Рацлава задернула окно и откинулась на подушки. С минуту сидела, не шевелясь, а потом воскресила запах, который почувствовала снаружи: горькая трава, дым и – она уловила это даже не носом, а тем, чем расслаивала людей на нити, – уплотнившаяся затхлость гнили. Значит, рядом ехал тот больной молодой мужчина. Мог ли он оказаться слабее лошадей и птиц? Сегодня он устал, и его нити едва держались вместе. Если попробовать поддеть их, хотя бы кончиками пальцев, пока он не отдалился и не отдохнул…
Рацлава осторожно коснулась язвы на нижней губе.
Лутому не нравилось место ночлега, хотя они поднялись не так уж высоко. Сейчас темное небо казалось ему тяжелым и по-нехорошему исполинским, способным раздавить их одним краем. Но юноша бывал на перевалах и всегда считал горы волшебно прекрасными – он не понимал, почему сейчас картина его не радовала. Может, дело было в недостаточной высоте. Или в непонятном, неровно-чернильном цвете неба, нависшего над подъемом. Или в пьяном теле, навалившемся на его плечо.
У них не было достаточно напитков, чтобы опьянеть, Тойву следил за этим. Но Скали хватило нескольких глотков подогретого вина за ужином, на котором он снова почти не ел. У него осоловели глаза, отнялись ноги и язык, как если бы он выхлебал не меньше бочонка. Лутый заметил это раньше всех и увлек его подальше от круга воинов, чтобы уложить спать.
– Не пить ума не хватило, да? – процедил Лутый, перехватывая Скали покрепче, – тот норовил выскользнуть на землю. Хмель, соединившись с болезнью и недосыпом, опустошил его до неузнаваемости. Скали был совершенно беззащитный, совершенно одурманенный. Он что-то лопотал, пытался обнять Лутого за шею и засыпал прямо на ходу.
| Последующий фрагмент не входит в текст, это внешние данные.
PR #243, opened 2024-10-03
Cell Tallies

ethan-lame:
Added cell tally functionality. Can define a cell in the input deck, and call mcdc.tally.cell_tally() to get the tally for the cell. It should properly output to the h5 file. 

Verified it gave the same results as the sum of mesh tally cells using the new sphere_in_cube input deck - a homogeneous pure-fission sphere inside a pure-scattering cube.

(This is my first PR, hopefully I don't break everything!)


ilhamv:
Thanks, @ethan-lame !

Note that the [black formatting](https://black.readthedocs.io/en/stable/) test failed. You can install `black` via `pip` or `conda`, and then do `black .` on the MC/DC top directory to reformat all the files changed. You can make this process automatic at every commit by (1) `pip install pre-commit`, and then (2) run the command `pre-commit install` on the top directory.

Note that the Numba regression tests failed. My recommendation to fix it is to go to `MCDC/test/regression/azurv1` and run the test problem manually on Nubma mode, `python input.py --mode=numba`. It's going to take some time to run as it needs to compile. When it runs, it throws out error messages that would help fix it. Make the necessary fixes until the problem runs without error. Then you go to `MCDC/test/regression/` and run `python run.py --name=azurv1 --mode=numba` to run the regression test only on the selected problem in Numba mode. If it passes, it means most probably the Numba problem has been fixed, and you can make the Git commit and push.

ilhamv:
Thanks, Ethan!

This looks great. Ethan, let's move/copy some of the examples you created as part of the `test/regression` so that the new cell tally capability will automatically be regression tested as well.

ilhamv:
I made minor edits and added little improvement other than the calling of the cell tally scoring in `kernel.py`.
This is good to merge.
(For some reason, my GitHub Review window gets cut out on my browser, and I can't make a Review. I'll just bypass the branch protections and merge it.)

PR #257, opened 2024-11-21
break mesh tally loop on coincidence

ilhamv:
This does not fix a bug. But, this improves some accidental inefficiency. Previously, we always trace the meshes all the way to the problem boundary, even beyond where the particle stops. This is due to the mesh tally scoring function that does not anticipate the new geometry coincidence treatment.


ilhamv:
Closing this because it got mixed up with other things. Separate PRs will be made.

PR #266, opened 2024-12-19
Compressed Sensing Implementation

ethan-lame:
Added compressed sensing methods to MC/DC - this includes new functions to find/perform the reconstruction and a new `mcdc.tally.cs_tally` to be used in the input file, similar to `mcdc.tally.mesh_tally`. MC/DC automatically generates the reconstruction and writes it to the output file - the `examples/fixed_source/sphere_in_cube/process.py` file can also use just the compressed sensing data to perform a more bespoke reconstruction (e.g. for testing different solvers). As of writing this, I've only tested it on the `sphere_in_cube` example.

It does not yet work in numba mode.


ilhamv:
Thanks @ethan-lame!

I have verified the Numba issue is in `calculate_distance_in_coarse_bin`. (I commented out the function call and Numba works)
I think the issue is caused by the functions defined within that njit-ed function. Is it possible to define the functions independently (and also njit-ed independently)?

ethan-lame:
I think I found the problem with the Numba issue - I was trying to redefine cs_bin_size in the score_cs_tally function when using the last bin. I changed that and it ran, but I'll still have to do some testing to make sure it's accurate.

ilhamv:
Looking good, Ethan!
I'm currently fixing the issue of the failing MPI tests. Note that the issue is not specific to this PR.

ilhamv (approved):

PR #273, opened 2025-01-20
Fix bug in time census

ilhamv:
There is a bug in the time census. A line was accidentally removed from the code. The bug has not been detected, as there is no regression test for the time census. Thus, this fix comes with the regression test.


jpmorgan98 (approved):

jpmorgan98:
Actually can you change [this line](https://github.com/CEMeNT-PSAAP/MCDC/blob/dff481976e27a4efb297d17ab3bfc07173188d85/pyproject.toml#L51) to requires numba>0.60.0

ilhamv:
Good point. After the test passes, I'll add that and then merge it in.

PR #274, opened 2025-01-20
Debug workflow

### LINKED ISSUE #263: Remove Numba patching
I just manually installed MC/DC on a new clean conda environment with `pip install .`. The installation works, even in Numba mode. Does that mean we don't need to patch Numba anymore? Can anyone verify that this is the case? If it is, we can just remove the Numba patching scripts.

Note: I installed it on Dane. The listed Numba version is 0.60.0

ilhamv:
The Numba patch is no longer necessary per recent Numba updates. In the latest update, Numba 0.61.0, the patch creates errors. This PR removes Numba patching.

Fix #263


ilhamv:
Note that rerunning a previously successful regression test on the current `dev` branch causes the test to fail.

PR #275, opened 2025-01-21
Upgrade time census

ilhamv:
This PR adds several upgrades related to the time census capability.

# Particle Future Bank
The future bank stores particles beyond the current census time. The future bank is typically filled with fixed-source particles and delayed neutrons emitted in the future beyond the next census time. These future particles are separated from the censused particles so that they are not prematurely subjected to population control. Additionally, similar to the other banks---active bank, census bank, and source bank---future bank buffer may need to be allocated for certain problems.

# Census-based tallying
This overrides the tally time grid, which is based on the census time grid and a user-defined frequency. For example: `mcdc.time_census([1.0, 2.0, 3.0], tally_frequency=2)` generates tally time grid of `[0.0, 0.5, 1.0, 1.5, 2.0, 2.5, 3.0]`. Only tally bins that are relevant to the current census are stored, so that this avoids storing the entire time-dependent tally bins.


ilhamv:
@shac170 , The PR is ready for you to look at. Let me know what you think.

ilhamv:
Note: This capability is needed to run the time-dependent SMR challenge problem.

shac170:
This seems good to me, the census tallying options appear to work and will be very useful. It could also be nice to have the ability to combine census output files into a single file after the simulation is complete, though this could be done through post-processing.

shac170 (approved):
This seems good to me, the census tallying options appear to work and will be very useful. It could also be nice to have the ability to combine census output files into a single file after the simulation is complete, though this could be done through post-processing.

ilhamv:
@shac170 - Yes, it would be great if we have something like `mcdc.combine_census_tally(time=..., output_name=..., ...)` as a post-processing tool. For now, the regression test `azurv1/tally_census` provides a post-processing example for merging the census tally outputs into a single output file.

PR #282, opened 2025-01-27
Feature/northroj/time cell tallies

northroj:
This PR adds time and energy binning to cell tallies Ethan added recently.

The structure was primarily copied from the mesh tallies. Domain decomposition support is currently not included. It is possible/probable that cell tallies crossing domain decomposition borders will cause errors, but it is unlikely that cell tallies would be used in the types of large problems where domain decomposition is used.

This has been tested on an approximate pulsed sphere problem currently being added to the challenge problem suite in conjunction with time census.


northroj:
I also updated the coincidence tolerance in this PR. I have not yet run into a geometry which causes this tolerance to fail, but I will keep looking.

northroj:
I also updated the coincidence tolerance in this PR. I have not yet run into a geometry which causes this tolerance to fail, but I will keep looking.

ilhamv:
Thanks, Jordan!

There are possible cases in which one would need a cell tally and domain decomposition at the same time. However, the cell tallies are less likely to be the kind of tally that needs decomposition. So, for now,  this should be OK in most cases.

I plan to review the PR soon tomorrow.

ilhamv:
It was weird that the MPI-Numba test passed, but the MPI-Python didn't. Re-running the latter now.

ilhamv:
@northroj - can you add a regression test for the time-meshed cell tally feature?

ilhamv:
@northroj - I really like your clear and complete input parameter descriptions in `def cell_tally()`. Can you update the other tally parameter descriptions? Thanks.

ilhamv (approved):

northroj:
> @northroj - I really like your clear and complete input parameter descriptions in `def cell_tally()`. Can you update the other tally parameter descriptions? Thanks.

I am not sure what this means. The docstring in def cell_tally() was copied from the other tally docstrings, and I don't know what other tally parameter descriptions to update.

northroj:
I just realized I cant use continuous energy for the regression test, I will get a mg one in.

northroj:
For @ilhamv: For a test of the cell tallies, I just added a cell tally to the inf_shem361 problem along with census to test the time and energy binning along with time census. I had to comment out the mesh tally because it produced a NAN for the stdev in the final energy group bin when census was enabled (it does not show up when census is commented out). I will add this to an issue.

ilhamv:
Oops. Looks like I messed up the commit history... Let me try fixing it.

PR #284, opened 2025-02-04
Fixing Docs Deployment and adding GPU computation notes

jpmorgan98:
Docs are currently failing and I had to add `cvxpy`
I also include a description of MC/DC compiling to GPUs


clemekay (commented):
Successfully built on readthedocs, but Numba/MPI test fails

jpmorgan98:
Looks like it is passing now--weird

clemekay (approved):

sellenth:
JP, looks like some stellar work here.

PR #295, opened 2025-02-18
Automatic Lagged Weight Windows

shac170:
This pull request includes the ability to use automatic weight windows based on the previous timestep (lagged) solution. This formulation creates its own weight window tally based on the provided mesh and uses the census based tally outputs to assign weight windows. This must be used with time census. An example file is included.


ilhamv:
Thanks Caleb @shac170 !

Per the discussion in the dev meeting:

- [ ] Add regression tests
- [ ] Wait for @clemekay's review (as the PR serves as good data to consider in the code modularization plan)
- [ ] Wait for the current GPU bug in `dev`, #300 , to be fixed (I'm working on that), so that then we can assess the PR's GPU compatibility

ilhamv:
@shac170 - The new regression test seems to only work in Python mode. Can you please check that?

shac170:
> @shac170 - The new regression test seems to only work in Python mode. Can you please check that?

@ilhamv this is very strange, it seems to work in Numba mode for me on my computer...

ilhamv:
We will work on merging this PR after the GPU bug fix, #310, is merged in (very soon).

ilhamv:
I have confirmed that the GPU regression test passed.

PR #301, opened 2025-02-24
adding recombine_tallies and bug fixes

shac170:
Added a function to recombine the census based tally outputs. Also fixed two bugs with this type of tallies.


ilhamv:
The first bug was when there were several mesh tallies, they were overwriting each other so only the last one would appear in the output. This is fixed by appending instead of writing after the first tally. The second bug appears when using the census tallies without population control. The runtime from batch to batch significantly increases. This is because `mpi_work_size` was not reset at the beginning of each batch. The bug can be reproduced by turning off population control in one of the relevant regression tests.

ilhamv:
Thanks, Caleb @shac170.

The fixes seem to change the result and fail the regression test of `azurv1_census_tally`. Can you please verify that, @shac170?

Also, let's use the new tally recombination function in the regression test `azurv1_census_tally`.

ilhamv (approved):

PR #5655, opened 2026-06-23
Complete offline stlite demo: wheel closure + requirements/source bundle [#5643]

stranske:
## Summary

`#5649` vendored the stlite runtime and repointed `demo/wasm/index.html` at local assets (and already uses the correct `new URL(…, window.location.href).href` for `pyodideUrl`), but the offline demo **did not actually boot/run** — so this issue is correctly still open pending verifier PASS. I built + staged the demo, served it from a local static server, and drove it in a real browser (Claude-in-Chrome) while watching the network/server access log. Three gaps remained:

1. **Vendored Pyodide set was too lean** (numpy/pandas + deps only). stlite's micropip bootstrap + streamlit pull a much larger closure. Vendored the **complete Pyodide 0.27.2 closure** (altair, jsonschema stack, pillow, protobuf, fastparquet, cramjam, fsspec, narwhals, jinja2, …).
2. **`presentation_safe` requirements had regressed to `["numpy","pandas"]`**, but the boot path imports `pyyaml` and `pydantic` (config layer) and the engine needs `scipy` + `matplotlib`. Restored these to `REQUIREMENTS` and vendored their closures (`pydantic_core`, `scipy`+`openblas`, the matplotlib stack). **`plotly` is intentionally excluded** — it is not a Pyodide package (pure-PyPI, would force a network fetch) and is only used by the secondary **Visualizations** tab; the default Summary results are table-based and render offline. Vendoring plotly from PyPI for the Visualizations tab is a documented follow-up.
3. **`SOURCE_DIRS` omitted first-party packages the boot path imports** — the repo-root `analysis` package and `src/data`, `src/backtest`. Added them so the demo's own code is fully bundled (`from analysis import Results`, etc.).

## Verification (real browser, network observed)

After the fixes the demo **boots fully offline, renders the Portfolio Simulator**, and **"Run Demo" runs the full analysis → Results**: "Demo results loaded — 10 funds — Sharpe -2.04", the Cumulative Out-of-Sample Performance table (1Y/3Y/LOF CAGR/Volatility/Sharpe/Sortino/MaxDD) and metric cards (Total Return 15.0%, CAGR 3.6%, Ann. Vol 3.1%, Sharpe 1.14).

[...]

PR #5669, opened 2026-06-23
fix(mc): degrade Monte Carlo page gracefully when Plotly is absent (offline demo)

stranske:
## Problem

In the offline stlite/Pyodide demo, navigating to **Monte Carlo** crashes the page with a red traceback:

```
ModuleNotFoundError: No module named 'plotly'
  File ".../streamlit_app/monte_carlo_page.py", line 14, in <module>
    import plotly.graph_objects as go
```

`monte_carlo_page` imports Plotly directly **and** transitively (via `trend_analysis.viz` adapters and the chart export bundle). Plotly is intentionally **excluded** from the lean offline demo bundle (the vendored runtime ships `numpy`/`pandas` only), so importing the page there fails and the whole page dies.

## Fix

Guard the numbered entrypoint [`streamlit_app/pages/5_Monte_Carlo.py`](streamlit_app/pages/5_Monte_Carlo.py) — the **sole** importer of `monte_carlo_page`:

- Probe for Plotly. If unavailable, show a clear "requires Plotly, not in this offline build" message instead of importing the Plotly-dependent page.
- If Plotly **is** present (the full app, or any Plotly-enabled build), the page behaves exactly as before.

Contained entirely to the entrypoint — no changes to `monte_carlo_page`, the shared `viz`/chart modules, or `export_bundle`.

## Tests

Adds `test_monte_carlo_entrypoint_degrades_without_plotly` — executes the real entrypoint file with Plotly stubbed absent and asserts it shows the message instead of raising. Full `tests/streamlit/test_mc_page.py` green (17 passed).

## Verification status

- ✅ **Unit-verified**: the entrypoint executes gracefully (message, no exception) with Plotly absent.
- ⚠️ **Browser end-to-end not verifiable on `phase-3` yet** — see below.

## Separate pre-existing issue found (out of scope here)

While verifying, I found the offline demo on `phase-3` **does not boot at all**: streamlit's Pyodide closure isn't fully vendored. The web-worker access log 404s on `protobuf`, `narwhals`, `fastparquet`, `altair`, `jsonschema`, `pillow`, `cramjam`, … — the `vendor/` dir ships only ~9 of the ~20 required wheels (the initial [#5649](https://github.com/stranske/Trend_Model_Project/pull/5649) vendoring; the closure-completion work isn't merged). Boot fails with `ModuleNotFoundError: protobuf` before any page renders. That's a larger, separate effort (vendor the full closure) and is why this fix is unit-verified rather than browser-verified end-to-end. This guard is still correct and kicks in as soon as the demo boots (or on any plotly-absent build).

🤖 Generated with [Claude Code](https://claude.com/claude-code)

## Summary by CodeRabbit

* **Bug Fixes**
  * Monte Carlo page now gracefully handles missing Plotly dependency instead of crashing. Users will see an informational message explaining the requirement when Plotly is unavailable.

### DIFF
--- a/streamlit_app/pages/5_Monte_Carlo.py
+++ b/streamlit_app/pages/5_Monte_Carlo.py
@@ -2,9 +2,35 @@
 
 from __future__ import annotations
 
-from streamlit_app.monte_carlo_page import render
+import streamlit as st
+
 from streamlit_app.theme import apply_ds_theme
 
-
 apply_ds_theme()
-render()
+
+# The Monte Carlo page renders Plotly charts and imports Plotly transitively
+# (monte_carlo_page -> viz adapters / chart export bundle). Plotly is
+# intentionally excluded from the lean offline demo bundle (the stlite/Pyodide
+# vendoring ships numpy/pandas only), so importing the page there raises
+# ModuleNotFoundError and the whole page crashes with a red traceback.
+# Degrade gracefully: when Plotly is unavailable, show a clear message instead
+# of crashing. When Plotly is present (the full app or a Plotly-enabled build)
+# the page behaves exactly as before.
+try:
+    import plotly.graph_objects  # noqa: F401  (availability probe only)
+
+    _PLOTLY_AVAILABLE = True
+except ModuleNotFoundError:
+    _PLOTLY_AVAILABLE = False
+
+if _PLOTLY_AVAILABLE:
+    from streamlit_app.monte_carlo_page import render
+
+    render()
+else:
+    st.title("Monte Carlo Simulation")
+    st.info(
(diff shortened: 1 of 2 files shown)


stranske:
Superseded by #5655 (merged): plotly 6.8.0 is now vendored into the offline demo bundle and listed in requirements, with narwhals bumped to 1.15.1 in the lock — so the Monte Carlo page's Plotly import no longer fails offline and the charts render (verified in-browser). The graceful 'Plotly absent' guard this PR added is therefore no longer needed for the offline demo. Closing; the boot fix that the offline demo actually needs is in #5671 (bundle design-system/ds_streamlit). Branch left on origin for reference.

Боги, хоть бы они не встретили Тойву.
Но сердился Лутый только для виду. Его бросало в дрожь, стоило взглянуть на размякшего Скали. До чего же его выточила болезнь, как изуродовала. И дальше будет лишь страшнее: Совьон бросила, что он умрет до зимы, а воронья женщина взвешивала каждое слово.
– Лутый, – прохныкал Скали. – Лутый, поговори со мной.
В юноше боролись жалость и желание заткнуть ему рот. Кроме Тойву были еще его братья по оружию, которым вряд ли бы понравилось, что по лагерю бродит вусмерть пьяный человек.
– Подожди, – шепнул Лутый и тревожно огляделся. Они проходили мимо шатра драконьей невесты и женщин, и до их палатки было рукой подать. Лутый услышал, что из шатра доносилась музыка. Бесплотная, едва уловимая, словно воздух над предгорьем. Юноша даже не смог понять, печальная она или веселая: свирель играла бесцветно и очень тихо.
– Хватит, – пожаловался Скали, и его язык заплетался. – Убери… слишком громко. Громко. Хватит.
Лутый понял, что теперь он точно бредит. Скали даже попытался зажать уши, но юноша силой протащил его мимо шатра – краем глаза он заметил, что полог колыхнулся. Не хватало еще свидетелей. Лутый сдержанно выругался и повел шатающегося приятеля дальше.
– Не хочу слушать, – пробормотал Скали. – Громко.
И тогда Рацлава вытянула из него первую нить.
Песня перевалаVI
Виток за витком караван медленно полз по серпантину. Громады камня были светло-серыми, окутанными морозной поволокой. Ничего не осталось от ржаво-золотого, царившего ниже октября: клубясь, крапинки снежинок покалывали лица и шеи. Караван поднимался, и Тойву видел, как на ветру хлопало их длинное знамя. Рдяное, будто кровь.